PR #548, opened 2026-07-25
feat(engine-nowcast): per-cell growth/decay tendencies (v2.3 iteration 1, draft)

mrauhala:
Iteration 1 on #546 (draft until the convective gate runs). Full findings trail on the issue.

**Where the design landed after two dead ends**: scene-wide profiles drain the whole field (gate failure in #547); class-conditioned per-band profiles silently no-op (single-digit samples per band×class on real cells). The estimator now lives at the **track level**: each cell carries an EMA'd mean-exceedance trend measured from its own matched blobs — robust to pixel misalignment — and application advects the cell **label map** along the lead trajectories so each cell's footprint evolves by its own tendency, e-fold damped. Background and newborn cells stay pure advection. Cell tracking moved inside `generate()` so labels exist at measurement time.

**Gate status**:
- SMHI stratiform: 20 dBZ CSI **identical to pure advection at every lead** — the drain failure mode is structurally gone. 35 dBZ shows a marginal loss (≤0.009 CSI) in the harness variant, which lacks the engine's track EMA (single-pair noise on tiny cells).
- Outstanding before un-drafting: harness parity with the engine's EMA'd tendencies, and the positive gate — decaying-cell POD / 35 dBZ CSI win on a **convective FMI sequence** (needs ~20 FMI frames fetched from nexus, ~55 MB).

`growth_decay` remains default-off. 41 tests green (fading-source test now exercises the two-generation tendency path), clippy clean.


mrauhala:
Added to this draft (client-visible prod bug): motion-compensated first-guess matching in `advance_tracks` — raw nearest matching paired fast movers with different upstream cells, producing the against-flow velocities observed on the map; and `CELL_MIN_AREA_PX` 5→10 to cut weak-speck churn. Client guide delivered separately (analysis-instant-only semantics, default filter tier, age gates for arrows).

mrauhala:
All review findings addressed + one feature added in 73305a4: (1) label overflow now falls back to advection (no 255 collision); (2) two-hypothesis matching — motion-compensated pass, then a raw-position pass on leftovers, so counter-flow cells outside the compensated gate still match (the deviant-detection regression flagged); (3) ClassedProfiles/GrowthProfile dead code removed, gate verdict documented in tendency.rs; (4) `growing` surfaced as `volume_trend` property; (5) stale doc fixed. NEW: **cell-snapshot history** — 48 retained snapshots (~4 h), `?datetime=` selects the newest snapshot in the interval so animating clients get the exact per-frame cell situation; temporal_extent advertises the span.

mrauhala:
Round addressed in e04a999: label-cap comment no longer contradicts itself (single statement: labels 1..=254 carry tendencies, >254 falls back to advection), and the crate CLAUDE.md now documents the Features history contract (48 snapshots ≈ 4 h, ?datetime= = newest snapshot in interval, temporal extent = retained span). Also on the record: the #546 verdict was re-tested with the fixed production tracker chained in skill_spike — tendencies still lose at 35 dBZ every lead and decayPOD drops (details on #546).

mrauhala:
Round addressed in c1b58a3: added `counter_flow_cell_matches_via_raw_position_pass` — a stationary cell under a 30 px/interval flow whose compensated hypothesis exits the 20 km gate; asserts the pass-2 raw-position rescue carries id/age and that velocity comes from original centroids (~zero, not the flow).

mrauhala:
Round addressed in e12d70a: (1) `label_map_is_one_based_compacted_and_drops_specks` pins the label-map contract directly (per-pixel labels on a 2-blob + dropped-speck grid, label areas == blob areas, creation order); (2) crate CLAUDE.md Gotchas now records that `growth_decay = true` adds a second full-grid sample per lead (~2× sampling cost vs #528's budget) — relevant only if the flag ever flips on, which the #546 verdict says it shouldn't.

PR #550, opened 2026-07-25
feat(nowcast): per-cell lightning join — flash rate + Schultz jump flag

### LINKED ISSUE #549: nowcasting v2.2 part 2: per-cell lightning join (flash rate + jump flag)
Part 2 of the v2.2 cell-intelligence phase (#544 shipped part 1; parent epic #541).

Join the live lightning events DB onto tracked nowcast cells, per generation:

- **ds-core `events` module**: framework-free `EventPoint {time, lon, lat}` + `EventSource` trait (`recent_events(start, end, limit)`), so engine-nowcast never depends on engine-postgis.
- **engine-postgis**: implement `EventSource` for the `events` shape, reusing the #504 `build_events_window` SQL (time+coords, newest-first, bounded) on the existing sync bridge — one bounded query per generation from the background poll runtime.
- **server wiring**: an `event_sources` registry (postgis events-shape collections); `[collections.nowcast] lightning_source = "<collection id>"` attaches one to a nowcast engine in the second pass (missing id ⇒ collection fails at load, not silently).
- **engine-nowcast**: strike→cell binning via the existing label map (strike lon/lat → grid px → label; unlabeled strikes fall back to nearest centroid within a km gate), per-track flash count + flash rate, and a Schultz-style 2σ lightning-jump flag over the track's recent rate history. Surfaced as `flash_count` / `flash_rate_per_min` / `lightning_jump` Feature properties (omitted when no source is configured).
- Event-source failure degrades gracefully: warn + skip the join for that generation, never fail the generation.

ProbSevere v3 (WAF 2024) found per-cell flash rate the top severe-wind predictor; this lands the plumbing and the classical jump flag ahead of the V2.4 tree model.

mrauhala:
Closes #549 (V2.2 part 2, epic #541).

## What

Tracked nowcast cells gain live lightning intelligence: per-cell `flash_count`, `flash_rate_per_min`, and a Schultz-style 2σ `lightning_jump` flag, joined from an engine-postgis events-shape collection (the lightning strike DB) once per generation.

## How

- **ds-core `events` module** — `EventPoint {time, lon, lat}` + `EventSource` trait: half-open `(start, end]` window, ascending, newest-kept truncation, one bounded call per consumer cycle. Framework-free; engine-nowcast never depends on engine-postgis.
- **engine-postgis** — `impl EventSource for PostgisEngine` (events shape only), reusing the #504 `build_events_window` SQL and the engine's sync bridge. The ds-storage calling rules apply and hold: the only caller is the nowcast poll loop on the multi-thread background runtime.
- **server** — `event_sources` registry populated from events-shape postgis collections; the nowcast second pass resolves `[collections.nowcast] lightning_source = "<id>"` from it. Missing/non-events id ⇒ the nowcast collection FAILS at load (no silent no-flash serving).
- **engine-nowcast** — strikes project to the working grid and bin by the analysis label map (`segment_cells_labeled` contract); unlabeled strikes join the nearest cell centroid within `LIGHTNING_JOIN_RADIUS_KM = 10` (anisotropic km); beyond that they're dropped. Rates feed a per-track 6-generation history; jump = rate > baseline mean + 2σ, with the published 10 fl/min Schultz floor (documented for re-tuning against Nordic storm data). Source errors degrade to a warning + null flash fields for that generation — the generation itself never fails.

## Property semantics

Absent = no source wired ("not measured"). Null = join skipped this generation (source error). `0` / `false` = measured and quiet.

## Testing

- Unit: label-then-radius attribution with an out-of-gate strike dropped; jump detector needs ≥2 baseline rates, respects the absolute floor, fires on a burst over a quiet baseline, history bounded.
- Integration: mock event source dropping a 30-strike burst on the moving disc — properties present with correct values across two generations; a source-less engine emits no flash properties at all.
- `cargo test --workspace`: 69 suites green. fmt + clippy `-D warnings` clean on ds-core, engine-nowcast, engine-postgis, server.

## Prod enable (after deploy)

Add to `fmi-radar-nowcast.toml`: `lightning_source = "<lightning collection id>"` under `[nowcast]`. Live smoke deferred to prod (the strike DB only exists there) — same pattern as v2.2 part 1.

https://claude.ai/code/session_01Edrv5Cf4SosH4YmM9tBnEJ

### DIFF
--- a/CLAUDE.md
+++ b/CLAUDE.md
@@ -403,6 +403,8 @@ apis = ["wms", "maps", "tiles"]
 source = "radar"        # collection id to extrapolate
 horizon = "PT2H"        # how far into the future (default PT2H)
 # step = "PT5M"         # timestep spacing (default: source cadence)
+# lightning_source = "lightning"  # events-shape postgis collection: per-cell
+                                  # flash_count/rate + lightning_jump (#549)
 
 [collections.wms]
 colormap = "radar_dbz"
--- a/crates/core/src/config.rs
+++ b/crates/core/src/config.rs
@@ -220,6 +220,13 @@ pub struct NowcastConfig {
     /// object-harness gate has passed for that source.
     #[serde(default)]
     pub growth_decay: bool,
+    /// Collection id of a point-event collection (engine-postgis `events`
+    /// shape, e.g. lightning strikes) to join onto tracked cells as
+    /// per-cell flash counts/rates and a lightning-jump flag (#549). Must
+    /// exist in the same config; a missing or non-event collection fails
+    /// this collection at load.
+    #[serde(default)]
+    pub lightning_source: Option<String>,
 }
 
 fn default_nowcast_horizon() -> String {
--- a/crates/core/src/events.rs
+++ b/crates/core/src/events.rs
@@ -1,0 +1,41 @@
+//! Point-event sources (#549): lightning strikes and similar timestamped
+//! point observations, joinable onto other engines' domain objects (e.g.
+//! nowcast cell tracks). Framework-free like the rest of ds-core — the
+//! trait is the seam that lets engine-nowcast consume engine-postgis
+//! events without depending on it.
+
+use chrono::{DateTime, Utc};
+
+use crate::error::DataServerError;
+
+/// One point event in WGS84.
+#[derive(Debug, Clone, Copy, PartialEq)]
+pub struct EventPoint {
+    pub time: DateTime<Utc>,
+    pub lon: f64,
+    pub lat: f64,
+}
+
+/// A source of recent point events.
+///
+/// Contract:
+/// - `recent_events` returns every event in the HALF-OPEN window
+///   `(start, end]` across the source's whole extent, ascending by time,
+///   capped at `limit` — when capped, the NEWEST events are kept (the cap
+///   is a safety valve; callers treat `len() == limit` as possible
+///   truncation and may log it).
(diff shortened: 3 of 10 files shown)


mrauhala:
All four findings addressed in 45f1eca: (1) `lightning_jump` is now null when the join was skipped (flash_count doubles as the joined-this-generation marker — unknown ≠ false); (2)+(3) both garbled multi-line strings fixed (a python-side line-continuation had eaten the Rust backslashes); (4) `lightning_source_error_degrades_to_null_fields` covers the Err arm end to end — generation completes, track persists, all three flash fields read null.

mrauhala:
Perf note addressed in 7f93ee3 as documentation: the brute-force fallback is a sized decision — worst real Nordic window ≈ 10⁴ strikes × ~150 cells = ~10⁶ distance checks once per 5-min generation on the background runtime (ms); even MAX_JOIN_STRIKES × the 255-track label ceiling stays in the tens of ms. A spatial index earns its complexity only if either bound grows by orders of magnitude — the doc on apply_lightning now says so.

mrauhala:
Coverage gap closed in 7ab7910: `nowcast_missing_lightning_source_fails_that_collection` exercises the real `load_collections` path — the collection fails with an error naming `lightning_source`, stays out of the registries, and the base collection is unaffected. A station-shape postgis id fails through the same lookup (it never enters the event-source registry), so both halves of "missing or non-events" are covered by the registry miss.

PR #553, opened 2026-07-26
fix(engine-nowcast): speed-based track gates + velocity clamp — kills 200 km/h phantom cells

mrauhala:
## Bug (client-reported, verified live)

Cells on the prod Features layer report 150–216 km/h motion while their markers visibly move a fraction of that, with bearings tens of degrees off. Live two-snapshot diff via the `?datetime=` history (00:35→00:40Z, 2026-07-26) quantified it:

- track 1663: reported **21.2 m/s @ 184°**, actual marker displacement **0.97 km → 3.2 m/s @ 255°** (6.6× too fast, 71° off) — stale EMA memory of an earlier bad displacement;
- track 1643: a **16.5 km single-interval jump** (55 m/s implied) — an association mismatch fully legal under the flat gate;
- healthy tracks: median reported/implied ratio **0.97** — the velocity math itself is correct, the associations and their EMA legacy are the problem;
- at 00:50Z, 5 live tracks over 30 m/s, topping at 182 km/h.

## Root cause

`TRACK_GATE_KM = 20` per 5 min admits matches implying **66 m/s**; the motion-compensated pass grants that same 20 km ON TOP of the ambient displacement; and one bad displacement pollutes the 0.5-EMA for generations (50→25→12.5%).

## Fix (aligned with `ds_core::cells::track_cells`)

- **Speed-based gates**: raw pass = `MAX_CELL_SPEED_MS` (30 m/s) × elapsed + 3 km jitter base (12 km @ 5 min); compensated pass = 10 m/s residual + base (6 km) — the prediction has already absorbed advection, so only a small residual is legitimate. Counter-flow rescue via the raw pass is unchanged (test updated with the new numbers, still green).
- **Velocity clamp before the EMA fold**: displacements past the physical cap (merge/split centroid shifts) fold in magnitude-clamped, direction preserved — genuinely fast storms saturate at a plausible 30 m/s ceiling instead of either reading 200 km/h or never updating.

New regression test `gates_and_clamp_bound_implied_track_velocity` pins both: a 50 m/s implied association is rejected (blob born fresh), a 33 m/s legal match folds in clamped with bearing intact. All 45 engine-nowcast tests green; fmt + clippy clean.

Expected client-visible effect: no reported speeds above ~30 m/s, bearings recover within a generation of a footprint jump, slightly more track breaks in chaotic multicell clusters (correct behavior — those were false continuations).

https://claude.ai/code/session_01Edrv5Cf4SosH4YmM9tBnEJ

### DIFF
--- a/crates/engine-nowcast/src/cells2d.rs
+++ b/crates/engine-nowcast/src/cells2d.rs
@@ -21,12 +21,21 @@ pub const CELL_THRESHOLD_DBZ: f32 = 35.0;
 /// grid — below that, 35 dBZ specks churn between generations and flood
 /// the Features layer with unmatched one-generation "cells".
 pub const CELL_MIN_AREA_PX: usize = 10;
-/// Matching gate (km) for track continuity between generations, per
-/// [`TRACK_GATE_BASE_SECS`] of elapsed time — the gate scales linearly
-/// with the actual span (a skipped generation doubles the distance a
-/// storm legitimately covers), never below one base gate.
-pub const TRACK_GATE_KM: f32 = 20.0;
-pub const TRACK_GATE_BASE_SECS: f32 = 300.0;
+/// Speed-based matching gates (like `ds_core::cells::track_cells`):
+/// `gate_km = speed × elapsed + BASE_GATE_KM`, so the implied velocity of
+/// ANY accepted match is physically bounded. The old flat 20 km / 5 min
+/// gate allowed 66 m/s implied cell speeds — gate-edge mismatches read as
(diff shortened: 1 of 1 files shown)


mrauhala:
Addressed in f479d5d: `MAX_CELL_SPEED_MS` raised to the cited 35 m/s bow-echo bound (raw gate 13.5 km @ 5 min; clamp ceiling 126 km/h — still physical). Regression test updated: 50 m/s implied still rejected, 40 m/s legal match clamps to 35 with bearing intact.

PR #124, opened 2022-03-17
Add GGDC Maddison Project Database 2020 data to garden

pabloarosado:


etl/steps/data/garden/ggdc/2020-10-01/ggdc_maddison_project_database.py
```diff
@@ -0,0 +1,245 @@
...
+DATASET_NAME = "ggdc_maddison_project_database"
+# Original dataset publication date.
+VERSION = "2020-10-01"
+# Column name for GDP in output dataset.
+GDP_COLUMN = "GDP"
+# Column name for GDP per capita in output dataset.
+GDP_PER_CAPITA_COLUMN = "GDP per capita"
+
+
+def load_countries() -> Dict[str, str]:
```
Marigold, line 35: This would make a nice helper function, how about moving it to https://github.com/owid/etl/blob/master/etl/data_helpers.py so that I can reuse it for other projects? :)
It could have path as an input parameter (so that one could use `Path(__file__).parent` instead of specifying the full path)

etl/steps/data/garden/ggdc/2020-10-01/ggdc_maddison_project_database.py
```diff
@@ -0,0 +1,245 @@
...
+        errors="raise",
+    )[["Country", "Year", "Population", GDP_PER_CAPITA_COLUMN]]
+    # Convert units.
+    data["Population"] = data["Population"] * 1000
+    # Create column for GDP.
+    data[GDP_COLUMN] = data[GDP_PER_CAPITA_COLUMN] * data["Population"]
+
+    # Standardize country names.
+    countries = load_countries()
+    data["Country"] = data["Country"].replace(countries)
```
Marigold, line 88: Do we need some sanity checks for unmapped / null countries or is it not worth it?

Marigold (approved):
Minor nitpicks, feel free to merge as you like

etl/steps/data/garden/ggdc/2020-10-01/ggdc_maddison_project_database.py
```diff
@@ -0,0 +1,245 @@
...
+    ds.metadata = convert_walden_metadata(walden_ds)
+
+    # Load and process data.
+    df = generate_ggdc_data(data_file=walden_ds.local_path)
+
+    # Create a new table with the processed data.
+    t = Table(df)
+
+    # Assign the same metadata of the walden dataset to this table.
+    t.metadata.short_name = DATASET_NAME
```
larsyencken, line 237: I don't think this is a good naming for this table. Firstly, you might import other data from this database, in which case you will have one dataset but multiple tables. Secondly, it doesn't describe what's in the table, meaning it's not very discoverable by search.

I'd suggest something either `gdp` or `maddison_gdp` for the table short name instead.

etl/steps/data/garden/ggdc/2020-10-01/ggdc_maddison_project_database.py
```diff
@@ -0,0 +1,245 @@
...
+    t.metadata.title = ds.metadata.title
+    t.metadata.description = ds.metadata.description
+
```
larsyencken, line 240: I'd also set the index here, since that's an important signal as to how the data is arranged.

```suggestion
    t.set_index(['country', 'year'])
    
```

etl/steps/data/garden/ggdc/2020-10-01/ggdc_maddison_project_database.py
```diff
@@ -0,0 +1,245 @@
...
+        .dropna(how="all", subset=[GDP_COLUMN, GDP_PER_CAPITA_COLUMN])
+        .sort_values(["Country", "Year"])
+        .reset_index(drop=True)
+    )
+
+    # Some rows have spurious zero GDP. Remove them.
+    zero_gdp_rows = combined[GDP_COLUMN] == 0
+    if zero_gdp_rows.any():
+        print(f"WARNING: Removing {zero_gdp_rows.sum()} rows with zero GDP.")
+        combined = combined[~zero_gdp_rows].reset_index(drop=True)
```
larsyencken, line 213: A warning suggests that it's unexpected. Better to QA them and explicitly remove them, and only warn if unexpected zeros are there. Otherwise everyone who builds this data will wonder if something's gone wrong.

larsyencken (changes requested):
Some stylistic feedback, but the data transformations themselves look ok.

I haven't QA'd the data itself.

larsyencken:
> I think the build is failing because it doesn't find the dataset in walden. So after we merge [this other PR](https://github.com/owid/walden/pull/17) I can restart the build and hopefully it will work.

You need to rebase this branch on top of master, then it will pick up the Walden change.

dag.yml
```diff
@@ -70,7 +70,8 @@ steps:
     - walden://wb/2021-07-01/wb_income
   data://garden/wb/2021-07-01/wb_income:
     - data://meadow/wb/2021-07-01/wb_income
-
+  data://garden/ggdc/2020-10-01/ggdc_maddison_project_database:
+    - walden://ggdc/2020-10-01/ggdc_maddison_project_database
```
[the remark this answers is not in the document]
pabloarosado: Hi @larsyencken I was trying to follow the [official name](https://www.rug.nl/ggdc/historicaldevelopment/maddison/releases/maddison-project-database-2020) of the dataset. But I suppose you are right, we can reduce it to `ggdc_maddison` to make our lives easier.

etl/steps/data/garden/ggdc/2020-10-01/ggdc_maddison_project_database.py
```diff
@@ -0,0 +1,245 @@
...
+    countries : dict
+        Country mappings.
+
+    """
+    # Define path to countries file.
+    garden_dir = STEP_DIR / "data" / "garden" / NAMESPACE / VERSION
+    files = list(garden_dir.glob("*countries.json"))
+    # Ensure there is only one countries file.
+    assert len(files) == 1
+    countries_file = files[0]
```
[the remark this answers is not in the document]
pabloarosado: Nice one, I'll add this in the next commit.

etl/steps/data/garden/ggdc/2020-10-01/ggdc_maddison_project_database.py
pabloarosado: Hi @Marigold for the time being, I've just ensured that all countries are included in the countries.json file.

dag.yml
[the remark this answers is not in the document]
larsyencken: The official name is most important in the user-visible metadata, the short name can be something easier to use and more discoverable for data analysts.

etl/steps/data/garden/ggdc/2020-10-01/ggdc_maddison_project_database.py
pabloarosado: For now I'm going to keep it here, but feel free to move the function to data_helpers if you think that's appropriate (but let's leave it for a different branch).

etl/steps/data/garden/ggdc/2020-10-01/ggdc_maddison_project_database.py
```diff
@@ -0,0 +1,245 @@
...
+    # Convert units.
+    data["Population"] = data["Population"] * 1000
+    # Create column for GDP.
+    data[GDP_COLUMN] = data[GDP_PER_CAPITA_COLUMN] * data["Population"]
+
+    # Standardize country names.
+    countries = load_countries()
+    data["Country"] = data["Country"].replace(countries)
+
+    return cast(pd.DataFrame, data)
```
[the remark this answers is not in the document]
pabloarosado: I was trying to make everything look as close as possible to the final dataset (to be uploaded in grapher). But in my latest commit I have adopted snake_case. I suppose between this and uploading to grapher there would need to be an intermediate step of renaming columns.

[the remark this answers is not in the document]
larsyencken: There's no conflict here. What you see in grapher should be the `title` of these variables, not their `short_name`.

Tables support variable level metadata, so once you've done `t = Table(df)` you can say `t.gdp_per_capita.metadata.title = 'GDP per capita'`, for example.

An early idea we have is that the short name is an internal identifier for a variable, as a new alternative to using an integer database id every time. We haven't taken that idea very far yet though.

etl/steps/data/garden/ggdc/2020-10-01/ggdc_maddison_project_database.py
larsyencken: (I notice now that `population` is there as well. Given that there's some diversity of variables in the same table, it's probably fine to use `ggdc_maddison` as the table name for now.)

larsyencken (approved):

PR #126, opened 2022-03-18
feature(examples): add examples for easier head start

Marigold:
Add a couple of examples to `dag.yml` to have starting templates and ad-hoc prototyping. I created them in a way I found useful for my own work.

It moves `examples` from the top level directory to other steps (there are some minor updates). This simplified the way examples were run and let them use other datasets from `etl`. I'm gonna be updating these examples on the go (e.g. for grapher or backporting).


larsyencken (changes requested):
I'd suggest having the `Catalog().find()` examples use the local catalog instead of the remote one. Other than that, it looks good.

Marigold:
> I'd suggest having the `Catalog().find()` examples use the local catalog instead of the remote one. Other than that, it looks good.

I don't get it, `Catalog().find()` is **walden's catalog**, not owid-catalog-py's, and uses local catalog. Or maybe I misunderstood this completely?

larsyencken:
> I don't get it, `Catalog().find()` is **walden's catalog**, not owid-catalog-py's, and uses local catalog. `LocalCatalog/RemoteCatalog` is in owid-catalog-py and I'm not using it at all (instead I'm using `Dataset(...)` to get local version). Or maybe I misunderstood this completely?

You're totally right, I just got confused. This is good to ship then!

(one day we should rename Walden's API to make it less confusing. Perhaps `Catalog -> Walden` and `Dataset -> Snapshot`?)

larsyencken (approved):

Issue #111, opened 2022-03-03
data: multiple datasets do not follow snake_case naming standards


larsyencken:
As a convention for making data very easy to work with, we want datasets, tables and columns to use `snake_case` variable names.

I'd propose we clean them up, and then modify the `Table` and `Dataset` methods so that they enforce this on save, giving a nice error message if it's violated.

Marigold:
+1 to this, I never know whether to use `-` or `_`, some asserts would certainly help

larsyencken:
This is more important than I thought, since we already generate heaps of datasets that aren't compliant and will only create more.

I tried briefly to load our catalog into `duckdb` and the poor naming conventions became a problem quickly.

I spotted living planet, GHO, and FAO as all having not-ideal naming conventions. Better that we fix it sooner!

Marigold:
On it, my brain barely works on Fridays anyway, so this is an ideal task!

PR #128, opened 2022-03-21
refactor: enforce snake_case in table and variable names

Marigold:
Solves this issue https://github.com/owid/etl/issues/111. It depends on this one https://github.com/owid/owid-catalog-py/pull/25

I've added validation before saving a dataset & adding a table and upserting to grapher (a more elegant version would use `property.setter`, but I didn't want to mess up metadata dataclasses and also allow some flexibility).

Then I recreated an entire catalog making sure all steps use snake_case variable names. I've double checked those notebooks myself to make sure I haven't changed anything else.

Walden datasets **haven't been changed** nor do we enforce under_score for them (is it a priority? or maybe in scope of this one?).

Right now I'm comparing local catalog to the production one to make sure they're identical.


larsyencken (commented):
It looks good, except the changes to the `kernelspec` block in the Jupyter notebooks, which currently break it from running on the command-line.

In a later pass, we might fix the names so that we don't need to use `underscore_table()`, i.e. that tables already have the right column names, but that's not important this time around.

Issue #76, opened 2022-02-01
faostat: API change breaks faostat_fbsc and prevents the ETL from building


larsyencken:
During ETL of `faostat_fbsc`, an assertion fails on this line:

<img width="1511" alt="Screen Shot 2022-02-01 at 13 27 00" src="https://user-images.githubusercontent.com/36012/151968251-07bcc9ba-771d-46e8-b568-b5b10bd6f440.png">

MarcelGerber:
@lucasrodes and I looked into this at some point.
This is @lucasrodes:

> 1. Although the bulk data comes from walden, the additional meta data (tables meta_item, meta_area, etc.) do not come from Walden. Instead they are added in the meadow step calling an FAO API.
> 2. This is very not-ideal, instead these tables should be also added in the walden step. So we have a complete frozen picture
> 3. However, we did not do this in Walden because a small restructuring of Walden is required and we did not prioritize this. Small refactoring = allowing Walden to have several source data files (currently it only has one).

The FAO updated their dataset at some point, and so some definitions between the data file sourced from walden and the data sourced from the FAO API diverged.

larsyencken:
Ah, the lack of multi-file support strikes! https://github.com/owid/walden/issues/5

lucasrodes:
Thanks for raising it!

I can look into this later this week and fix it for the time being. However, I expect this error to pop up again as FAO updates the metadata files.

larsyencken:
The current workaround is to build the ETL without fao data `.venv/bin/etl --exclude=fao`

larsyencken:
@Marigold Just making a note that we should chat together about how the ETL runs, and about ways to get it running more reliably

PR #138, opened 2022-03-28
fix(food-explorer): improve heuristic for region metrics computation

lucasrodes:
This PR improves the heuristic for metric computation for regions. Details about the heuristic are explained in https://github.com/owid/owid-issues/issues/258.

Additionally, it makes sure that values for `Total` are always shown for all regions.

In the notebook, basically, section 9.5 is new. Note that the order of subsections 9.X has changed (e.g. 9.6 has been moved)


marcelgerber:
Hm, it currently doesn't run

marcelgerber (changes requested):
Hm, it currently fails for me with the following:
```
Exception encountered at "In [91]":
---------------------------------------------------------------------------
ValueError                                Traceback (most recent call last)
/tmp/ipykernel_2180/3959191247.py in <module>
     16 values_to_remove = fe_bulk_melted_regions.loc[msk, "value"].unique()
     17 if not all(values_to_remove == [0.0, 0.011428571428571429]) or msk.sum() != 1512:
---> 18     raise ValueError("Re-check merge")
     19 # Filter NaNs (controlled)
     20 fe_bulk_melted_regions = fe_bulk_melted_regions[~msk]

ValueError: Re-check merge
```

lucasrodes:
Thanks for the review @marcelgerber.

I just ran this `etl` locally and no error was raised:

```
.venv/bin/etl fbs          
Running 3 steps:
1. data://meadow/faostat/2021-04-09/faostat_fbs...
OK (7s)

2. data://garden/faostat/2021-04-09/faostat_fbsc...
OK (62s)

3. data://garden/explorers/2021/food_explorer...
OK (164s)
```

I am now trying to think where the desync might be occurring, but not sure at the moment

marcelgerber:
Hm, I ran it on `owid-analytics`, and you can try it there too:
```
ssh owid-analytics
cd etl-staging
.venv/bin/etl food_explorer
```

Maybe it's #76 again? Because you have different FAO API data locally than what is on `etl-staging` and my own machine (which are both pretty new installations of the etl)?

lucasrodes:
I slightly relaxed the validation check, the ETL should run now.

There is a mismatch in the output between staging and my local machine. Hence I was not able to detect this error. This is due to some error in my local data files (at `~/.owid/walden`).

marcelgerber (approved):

#### About this task:
Report every line above that has the string "slightly" in it.

#### Written answer:
Expected client-visible effect: no reported speeds above ~30 m/s, bearings recover within a generation of a footprint jump, slightly more track breaks in chaotic multicell clusters (correct behavior — those were false continuations).
I slightly relaxed the validation check, the ETL should run now.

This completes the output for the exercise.